Directions: Across the entries that follow, count the lines with the string "implemented" and reply with that count alone.

The records:
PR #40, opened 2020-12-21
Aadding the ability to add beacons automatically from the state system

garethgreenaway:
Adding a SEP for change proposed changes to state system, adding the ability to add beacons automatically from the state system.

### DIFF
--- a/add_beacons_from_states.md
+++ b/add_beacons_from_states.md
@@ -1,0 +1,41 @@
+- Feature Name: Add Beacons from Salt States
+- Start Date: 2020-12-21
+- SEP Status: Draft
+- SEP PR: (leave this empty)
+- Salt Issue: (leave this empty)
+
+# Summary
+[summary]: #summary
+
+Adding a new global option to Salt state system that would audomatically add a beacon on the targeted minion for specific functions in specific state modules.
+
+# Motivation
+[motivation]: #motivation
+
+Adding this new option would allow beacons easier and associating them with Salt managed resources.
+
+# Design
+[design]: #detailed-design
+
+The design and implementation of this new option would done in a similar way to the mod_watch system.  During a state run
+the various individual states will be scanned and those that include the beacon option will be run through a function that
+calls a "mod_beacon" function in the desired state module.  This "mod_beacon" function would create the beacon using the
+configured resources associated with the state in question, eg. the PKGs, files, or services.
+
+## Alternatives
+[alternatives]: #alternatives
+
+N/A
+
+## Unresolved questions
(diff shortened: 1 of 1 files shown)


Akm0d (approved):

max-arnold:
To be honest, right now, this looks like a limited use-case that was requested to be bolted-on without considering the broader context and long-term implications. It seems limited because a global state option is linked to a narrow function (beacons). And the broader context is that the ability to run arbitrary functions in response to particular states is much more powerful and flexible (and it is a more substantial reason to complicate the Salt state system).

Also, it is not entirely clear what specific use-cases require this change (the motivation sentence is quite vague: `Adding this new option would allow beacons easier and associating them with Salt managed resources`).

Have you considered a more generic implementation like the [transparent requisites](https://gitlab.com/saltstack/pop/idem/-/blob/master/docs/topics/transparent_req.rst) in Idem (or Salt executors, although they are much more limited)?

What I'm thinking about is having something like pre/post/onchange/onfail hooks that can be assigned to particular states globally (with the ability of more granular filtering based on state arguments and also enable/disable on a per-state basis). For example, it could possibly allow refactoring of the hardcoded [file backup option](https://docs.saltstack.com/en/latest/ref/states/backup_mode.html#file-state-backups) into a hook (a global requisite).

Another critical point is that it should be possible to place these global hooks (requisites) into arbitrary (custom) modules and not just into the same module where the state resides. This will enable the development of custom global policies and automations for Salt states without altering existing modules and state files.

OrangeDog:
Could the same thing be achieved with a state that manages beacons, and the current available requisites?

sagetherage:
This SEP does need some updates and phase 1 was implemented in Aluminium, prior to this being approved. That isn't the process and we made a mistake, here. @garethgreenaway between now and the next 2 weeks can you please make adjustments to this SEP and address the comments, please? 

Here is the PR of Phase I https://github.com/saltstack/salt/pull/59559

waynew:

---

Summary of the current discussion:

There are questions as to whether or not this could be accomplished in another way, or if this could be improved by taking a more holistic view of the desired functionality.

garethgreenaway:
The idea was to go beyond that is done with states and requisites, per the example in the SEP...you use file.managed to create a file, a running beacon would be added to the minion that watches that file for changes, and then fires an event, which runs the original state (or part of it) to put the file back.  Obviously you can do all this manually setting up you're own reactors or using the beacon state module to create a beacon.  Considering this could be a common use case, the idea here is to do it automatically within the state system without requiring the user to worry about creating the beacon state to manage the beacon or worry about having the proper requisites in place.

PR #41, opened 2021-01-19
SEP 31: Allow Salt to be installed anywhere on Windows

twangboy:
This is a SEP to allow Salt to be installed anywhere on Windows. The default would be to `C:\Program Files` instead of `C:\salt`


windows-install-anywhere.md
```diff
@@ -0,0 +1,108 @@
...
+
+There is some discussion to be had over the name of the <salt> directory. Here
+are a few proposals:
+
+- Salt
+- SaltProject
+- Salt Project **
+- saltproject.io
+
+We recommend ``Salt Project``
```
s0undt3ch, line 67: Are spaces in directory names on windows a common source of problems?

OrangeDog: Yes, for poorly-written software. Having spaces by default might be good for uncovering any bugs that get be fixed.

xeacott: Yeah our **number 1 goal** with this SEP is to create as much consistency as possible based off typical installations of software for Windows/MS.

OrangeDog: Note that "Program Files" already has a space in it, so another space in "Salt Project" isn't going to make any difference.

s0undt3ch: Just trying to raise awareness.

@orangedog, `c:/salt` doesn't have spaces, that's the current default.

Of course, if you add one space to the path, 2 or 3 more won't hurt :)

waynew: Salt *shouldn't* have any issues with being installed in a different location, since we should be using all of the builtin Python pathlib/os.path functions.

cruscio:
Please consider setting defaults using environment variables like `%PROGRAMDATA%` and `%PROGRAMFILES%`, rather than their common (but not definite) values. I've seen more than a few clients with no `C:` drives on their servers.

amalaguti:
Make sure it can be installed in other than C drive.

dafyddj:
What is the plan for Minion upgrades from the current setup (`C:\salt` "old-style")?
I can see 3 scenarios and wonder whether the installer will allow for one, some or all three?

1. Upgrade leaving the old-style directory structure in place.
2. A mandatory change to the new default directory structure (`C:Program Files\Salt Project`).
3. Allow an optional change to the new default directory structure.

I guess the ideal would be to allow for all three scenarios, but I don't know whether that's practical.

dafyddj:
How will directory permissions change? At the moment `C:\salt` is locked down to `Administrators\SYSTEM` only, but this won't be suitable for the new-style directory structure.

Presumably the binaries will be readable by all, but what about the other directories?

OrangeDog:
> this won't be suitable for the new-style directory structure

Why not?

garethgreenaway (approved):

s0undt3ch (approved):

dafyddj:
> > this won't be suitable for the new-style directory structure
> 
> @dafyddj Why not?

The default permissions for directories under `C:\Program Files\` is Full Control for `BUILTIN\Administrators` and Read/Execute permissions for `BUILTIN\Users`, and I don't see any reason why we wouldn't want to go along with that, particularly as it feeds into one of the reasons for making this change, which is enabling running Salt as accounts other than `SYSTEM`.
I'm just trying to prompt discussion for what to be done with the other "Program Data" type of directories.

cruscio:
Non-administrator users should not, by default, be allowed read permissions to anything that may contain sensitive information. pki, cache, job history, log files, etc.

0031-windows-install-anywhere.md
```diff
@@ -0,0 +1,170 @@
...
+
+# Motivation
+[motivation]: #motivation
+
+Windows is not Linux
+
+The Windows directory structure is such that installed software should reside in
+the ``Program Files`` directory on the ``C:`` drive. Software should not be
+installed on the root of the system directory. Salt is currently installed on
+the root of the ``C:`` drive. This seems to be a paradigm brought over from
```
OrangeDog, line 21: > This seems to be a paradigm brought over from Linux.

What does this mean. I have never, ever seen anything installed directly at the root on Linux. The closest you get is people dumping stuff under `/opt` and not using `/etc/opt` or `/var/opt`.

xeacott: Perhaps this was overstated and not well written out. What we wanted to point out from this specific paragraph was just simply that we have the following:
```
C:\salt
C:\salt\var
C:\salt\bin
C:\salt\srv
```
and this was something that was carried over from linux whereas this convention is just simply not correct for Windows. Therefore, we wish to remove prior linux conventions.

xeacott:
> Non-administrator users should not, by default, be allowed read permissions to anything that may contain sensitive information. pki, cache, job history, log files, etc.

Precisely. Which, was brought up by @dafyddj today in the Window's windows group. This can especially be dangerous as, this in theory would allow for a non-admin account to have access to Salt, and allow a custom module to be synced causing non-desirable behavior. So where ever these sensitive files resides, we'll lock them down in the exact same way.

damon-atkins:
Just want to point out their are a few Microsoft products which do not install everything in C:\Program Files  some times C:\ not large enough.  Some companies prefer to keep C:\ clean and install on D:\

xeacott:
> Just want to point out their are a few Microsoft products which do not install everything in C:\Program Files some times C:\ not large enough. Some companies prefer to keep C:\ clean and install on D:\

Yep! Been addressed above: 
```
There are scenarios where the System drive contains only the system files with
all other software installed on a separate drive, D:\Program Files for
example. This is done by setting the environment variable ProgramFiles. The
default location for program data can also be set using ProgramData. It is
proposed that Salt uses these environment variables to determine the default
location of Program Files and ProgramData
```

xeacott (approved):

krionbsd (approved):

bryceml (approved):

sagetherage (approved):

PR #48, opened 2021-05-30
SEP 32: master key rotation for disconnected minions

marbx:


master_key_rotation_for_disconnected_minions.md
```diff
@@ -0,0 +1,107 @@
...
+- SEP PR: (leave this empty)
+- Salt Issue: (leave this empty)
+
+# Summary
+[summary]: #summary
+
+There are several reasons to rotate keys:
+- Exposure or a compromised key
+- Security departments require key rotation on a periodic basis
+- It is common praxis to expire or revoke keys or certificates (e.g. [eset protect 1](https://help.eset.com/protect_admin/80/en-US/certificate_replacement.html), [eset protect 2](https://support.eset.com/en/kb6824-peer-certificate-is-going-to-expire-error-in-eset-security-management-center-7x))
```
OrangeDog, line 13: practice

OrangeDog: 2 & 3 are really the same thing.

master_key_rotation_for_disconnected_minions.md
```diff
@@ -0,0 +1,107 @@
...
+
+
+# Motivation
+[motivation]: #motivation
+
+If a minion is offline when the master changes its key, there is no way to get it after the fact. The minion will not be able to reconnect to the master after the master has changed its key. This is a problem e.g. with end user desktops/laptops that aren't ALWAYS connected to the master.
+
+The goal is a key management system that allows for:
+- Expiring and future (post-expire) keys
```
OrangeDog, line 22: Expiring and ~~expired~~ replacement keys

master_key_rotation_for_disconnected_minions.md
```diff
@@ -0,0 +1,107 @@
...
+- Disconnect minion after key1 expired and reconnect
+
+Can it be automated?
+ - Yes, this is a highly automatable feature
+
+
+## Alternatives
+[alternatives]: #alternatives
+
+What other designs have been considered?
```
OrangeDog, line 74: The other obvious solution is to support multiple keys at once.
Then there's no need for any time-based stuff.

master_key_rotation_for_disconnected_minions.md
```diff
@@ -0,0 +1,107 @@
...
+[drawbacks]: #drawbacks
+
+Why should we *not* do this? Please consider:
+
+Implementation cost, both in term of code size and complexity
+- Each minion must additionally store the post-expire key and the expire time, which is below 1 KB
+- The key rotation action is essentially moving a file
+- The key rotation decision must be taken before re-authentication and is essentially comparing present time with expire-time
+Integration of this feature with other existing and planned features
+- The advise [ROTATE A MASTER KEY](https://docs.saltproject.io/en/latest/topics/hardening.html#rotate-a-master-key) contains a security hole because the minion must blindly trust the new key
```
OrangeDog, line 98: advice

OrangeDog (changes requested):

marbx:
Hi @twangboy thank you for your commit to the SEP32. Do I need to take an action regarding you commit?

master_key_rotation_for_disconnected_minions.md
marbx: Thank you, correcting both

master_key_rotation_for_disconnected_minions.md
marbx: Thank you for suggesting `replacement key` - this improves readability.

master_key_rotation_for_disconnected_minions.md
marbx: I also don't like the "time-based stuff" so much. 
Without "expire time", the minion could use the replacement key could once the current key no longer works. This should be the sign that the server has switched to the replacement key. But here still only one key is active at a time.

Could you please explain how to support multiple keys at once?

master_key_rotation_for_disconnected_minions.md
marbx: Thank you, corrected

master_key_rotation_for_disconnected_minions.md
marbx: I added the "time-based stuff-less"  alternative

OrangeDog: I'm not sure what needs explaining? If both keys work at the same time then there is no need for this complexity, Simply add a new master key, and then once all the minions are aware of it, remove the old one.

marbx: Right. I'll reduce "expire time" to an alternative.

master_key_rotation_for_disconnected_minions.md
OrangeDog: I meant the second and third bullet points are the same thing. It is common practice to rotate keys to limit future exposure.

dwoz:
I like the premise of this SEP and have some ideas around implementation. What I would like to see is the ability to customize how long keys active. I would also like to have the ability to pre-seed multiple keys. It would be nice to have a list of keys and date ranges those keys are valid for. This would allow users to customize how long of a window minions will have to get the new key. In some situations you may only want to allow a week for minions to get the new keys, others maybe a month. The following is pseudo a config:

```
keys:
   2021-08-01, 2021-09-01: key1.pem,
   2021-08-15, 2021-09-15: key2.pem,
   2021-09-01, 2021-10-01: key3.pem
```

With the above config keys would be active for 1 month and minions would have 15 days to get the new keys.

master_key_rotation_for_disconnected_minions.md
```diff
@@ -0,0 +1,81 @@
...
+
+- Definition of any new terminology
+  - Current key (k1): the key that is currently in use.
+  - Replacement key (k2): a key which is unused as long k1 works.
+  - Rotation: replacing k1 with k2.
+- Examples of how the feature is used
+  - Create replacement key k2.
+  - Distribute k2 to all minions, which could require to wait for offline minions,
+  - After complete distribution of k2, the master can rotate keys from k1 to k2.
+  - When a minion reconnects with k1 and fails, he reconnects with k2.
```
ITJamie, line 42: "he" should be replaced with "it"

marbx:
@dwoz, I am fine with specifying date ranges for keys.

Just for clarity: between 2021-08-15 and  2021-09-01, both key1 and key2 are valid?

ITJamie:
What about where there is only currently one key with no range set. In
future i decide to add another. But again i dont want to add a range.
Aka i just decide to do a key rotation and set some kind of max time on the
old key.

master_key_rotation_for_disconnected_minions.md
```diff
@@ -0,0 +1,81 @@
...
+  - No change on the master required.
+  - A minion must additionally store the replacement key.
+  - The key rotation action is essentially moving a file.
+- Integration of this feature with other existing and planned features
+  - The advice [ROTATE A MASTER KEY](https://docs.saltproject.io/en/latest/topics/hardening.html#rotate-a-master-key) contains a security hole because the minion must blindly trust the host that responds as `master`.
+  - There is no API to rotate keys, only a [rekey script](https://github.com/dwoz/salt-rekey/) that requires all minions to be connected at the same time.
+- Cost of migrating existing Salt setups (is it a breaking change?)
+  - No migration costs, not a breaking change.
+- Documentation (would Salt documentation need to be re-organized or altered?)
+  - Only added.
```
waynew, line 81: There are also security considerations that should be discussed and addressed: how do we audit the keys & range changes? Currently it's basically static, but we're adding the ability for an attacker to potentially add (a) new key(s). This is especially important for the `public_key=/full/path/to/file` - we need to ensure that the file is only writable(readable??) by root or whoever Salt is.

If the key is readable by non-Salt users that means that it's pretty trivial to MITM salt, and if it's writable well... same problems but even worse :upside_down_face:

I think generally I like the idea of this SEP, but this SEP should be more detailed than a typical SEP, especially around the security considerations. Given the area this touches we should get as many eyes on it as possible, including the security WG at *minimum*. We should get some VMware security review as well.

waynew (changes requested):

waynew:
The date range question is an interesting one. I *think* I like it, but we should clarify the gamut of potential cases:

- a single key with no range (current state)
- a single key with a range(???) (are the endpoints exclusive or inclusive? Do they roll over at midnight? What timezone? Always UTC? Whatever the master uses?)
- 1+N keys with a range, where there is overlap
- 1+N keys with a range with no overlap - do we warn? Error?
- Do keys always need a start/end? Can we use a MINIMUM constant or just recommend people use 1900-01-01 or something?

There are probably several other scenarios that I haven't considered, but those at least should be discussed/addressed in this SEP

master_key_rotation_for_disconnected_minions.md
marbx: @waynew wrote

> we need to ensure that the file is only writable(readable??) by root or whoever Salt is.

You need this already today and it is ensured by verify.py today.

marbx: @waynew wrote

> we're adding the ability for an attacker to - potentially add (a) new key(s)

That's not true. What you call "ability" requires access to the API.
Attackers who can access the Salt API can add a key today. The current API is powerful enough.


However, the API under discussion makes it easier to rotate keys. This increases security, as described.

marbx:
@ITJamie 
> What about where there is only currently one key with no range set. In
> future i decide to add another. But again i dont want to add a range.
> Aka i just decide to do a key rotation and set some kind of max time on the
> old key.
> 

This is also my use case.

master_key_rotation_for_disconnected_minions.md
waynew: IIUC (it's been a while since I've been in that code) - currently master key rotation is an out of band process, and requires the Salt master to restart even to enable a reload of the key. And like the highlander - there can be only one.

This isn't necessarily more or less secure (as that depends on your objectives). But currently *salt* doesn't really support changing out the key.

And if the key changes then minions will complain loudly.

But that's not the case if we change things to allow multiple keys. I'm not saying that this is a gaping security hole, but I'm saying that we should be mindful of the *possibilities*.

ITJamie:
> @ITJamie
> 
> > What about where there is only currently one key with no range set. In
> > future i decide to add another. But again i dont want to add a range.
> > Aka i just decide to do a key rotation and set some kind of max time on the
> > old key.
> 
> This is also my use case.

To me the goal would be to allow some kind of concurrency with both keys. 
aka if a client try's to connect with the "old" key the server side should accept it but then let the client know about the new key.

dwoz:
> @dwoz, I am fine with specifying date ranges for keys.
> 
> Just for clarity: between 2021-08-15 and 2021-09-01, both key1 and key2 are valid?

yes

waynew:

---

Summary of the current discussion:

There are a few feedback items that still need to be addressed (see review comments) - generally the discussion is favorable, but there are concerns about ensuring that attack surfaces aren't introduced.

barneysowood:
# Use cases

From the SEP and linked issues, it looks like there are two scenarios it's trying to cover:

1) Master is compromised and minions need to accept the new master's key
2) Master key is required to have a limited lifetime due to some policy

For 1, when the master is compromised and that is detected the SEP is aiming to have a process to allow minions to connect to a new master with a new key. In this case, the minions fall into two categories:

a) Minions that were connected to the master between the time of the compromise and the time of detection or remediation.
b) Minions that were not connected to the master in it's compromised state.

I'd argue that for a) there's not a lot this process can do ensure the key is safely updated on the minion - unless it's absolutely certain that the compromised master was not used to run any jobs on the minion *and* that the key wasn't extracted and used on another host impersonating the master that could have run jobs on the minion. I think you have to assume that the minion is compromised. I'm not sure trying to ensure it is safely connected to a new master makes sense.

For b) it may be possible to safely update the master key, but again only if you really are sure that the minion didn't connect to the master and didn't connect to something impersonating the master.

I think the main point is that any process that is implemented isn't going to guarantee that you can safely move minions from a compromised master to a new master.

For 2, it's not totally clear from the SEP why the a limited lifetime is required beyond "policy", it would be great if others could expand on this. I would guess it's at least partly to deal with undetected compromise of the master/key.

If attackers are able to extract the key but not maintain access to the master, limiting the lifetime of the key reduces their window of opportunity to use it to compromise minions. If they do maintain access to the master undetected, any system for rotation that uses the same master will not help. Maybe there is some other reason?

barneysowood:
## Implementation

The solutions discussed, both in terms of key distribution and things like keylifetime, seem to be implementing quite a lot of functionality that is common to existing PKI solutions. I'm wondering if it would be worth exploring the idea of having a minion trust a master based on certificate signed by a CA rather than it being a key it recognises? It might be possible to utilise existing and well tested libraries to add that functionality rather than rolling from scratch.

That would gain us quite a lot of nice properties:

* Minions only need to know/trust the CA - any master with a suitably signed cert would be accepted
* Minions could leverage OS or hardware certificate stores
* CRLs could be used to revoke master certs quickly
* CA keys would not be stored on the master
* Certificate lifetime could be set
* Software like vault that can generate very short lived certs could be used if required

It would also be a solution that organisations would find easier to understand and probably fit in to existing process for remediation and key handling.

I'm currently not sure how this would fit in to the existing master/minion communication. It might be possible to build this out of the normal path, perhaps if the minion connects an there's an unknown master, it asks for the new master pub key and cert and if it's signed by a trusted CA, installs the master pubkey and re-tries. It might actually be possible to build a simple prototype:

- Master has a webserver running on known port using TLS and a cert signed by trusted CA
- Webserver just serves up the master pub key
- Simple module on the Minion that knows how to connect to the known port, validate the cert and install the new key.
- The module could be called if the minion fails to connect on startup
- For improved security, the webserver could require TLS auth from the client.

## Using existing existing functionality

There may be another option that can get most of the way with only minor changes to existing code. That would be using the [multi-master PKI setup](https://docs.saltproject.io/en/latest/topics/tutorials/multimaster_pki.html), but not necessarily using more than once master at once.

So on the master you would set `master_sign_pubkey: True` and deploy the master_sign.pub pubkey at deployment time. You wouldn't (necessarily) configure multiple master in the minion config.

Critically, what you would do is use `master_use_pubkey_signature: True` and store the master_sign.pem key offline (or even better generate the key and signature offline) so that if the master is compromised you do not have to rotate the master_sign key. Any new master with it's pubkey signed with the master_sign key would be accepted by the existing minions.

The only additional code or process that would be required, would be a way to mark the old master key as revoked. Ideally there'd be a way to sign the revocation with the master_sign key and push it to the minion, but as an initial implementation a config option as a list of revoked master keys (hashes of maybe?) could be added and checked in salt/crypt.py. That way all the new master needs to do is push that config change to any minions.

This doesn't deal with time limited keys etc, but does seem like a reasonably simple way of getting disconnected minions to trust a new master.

Response to the task: 2